Arrange also that the union of the 2-cells is dense in the horizontal, and that the 0-cells have full linear measure in the horizontal.

Topologically, the quotient space is a dendrite, and the boundary of the half disk determines a loop in the quotient space.

Now glue, (to the lower half disk) an upper closed half disk fibred by the canonical semicircles.

Generically, now we have obtained a partition of the closed unit disk into continua so that the resulting quotient space is 2 dimensional.

Delete the open semicircles from the upper open unit disk, but remember that $[-x,0]$ and $[0,x]$ are identified.

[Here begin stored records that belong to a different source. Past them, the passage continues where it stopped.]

Issue #680, opened 2017-04-16
Impossible to remove yourself as crate owner, even though there are other owners


aochagavia:
I recently wanted to transfer ownership of a crate to someone else, so I tried the following:

```
cargo owner --add someone
cargo owner --remove aochagavia
```

However, the latter command failed with the message: `failed to remove owners from crate sudoku: api errors: cannot remove yourself as an owner`.

I think it would make sense to allow this when a crate has more than one owner. The current workaround is to ask the new owner to remove you. It is not a big deal, but it does feel unnecessary.

carols10cents:
Removing yourself, as long as there is at least one other owner, sounds reasonable.

autodidaddict:
I have this change in a local branch. I want to do more testing then I'll submit a PR.

carols10cents:
Fixed and deployed to production!! Thank you @autodidaddict!

PR #999, opened 2017-08-21
Issue #680 : Crate owners can now remove themselves as owner 

autodidaddict:
If there is at least one other owner remaining, then an owner can remove themselves from a crate.

### DIFF
--- a/src/tests/krate.rs
+++ b/src/tests/krate.rs
@@ -1294,10 +1294,6 @@ fn owners_can_remove_self() {
     let r: R = ::json(&mut response);
     assert_eq!(r.users.len(), 1);
 
-    let mut response = ok_resp!(middle.call(req.with_method(Method::Get)));
-    let r: R = ::json(&mut response);
-    assert_eq!(r.users.len(), 1);
-
     let body = r#"{"users":["secondowner"]}"#;
     let mut response = ok_resp!(middle.call(req.with_method(Method::Put).with_body(
         body.as_bytes(),
--- a/src/tests/krate.rs
+++ b/src/tests/krate.rs
@@ -1294,24 +1294,38 @@ fn owners_can_remove_self() {
     let r: R = ::json(&mut response);
     assert_eq!(r.users.len(), 1);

Thus the horizontal bar of the closed unit disk determines a reverse pairing, the horizontal bar factors through an interval and particular a dendrite.

Deleting the mentioned reverse pair from the boundary of the closed upper semicircle leaves an injective loop which, in particular, cannot be lifted to a loop in a dendrite.

This unexpected answer was in fact hiding in plain sight. But it was easy to be tricked for 3 reasons:

1. We get a yes answer for loops in 1 dimensional spaces.

2. The property of ‘lifting to a dendrite loop’ is closed in the uniform topology for loops in any Peano continuum (with help from Ascoli's Theorem).

3. Dendrites are similar to trees. Both are compact contractible locally contractible uniquely arcwise connected metric spaces.

But unlike a tree, endpoints of a dendrite are typically dense G-delta! This fact is the real reason a counterexample can be built.

More details: Before gluing, the left and right sides of the lower unit disk determine dendrites. The 1 dimensional part of a dendrite (the complement of the endpoints) is F-sigma, a direct metric limit of trees. But the two F-sigma sets corresponding to the reverse pair (created after mating) will typically be disjoint. After deleting the newly created reverse pair, (in the new quotient space) we are left with a loop which is injective and which cannot be lifted to a loop in a dendrite.

Summary. We construct a cellular decomposition of the closed unit disk, so that antipodal points on $[-1,1]$ are equivalent. The restriction to the lower closed unit disk, and modding out by connected components, is a dendrite. On the horizontal bar $[-1,1]$, $x$ and $-x$ are equivalent, and thus restriction to the horizontal bar factors through a dendrite. No two points on the open lower semicircle are equivalent.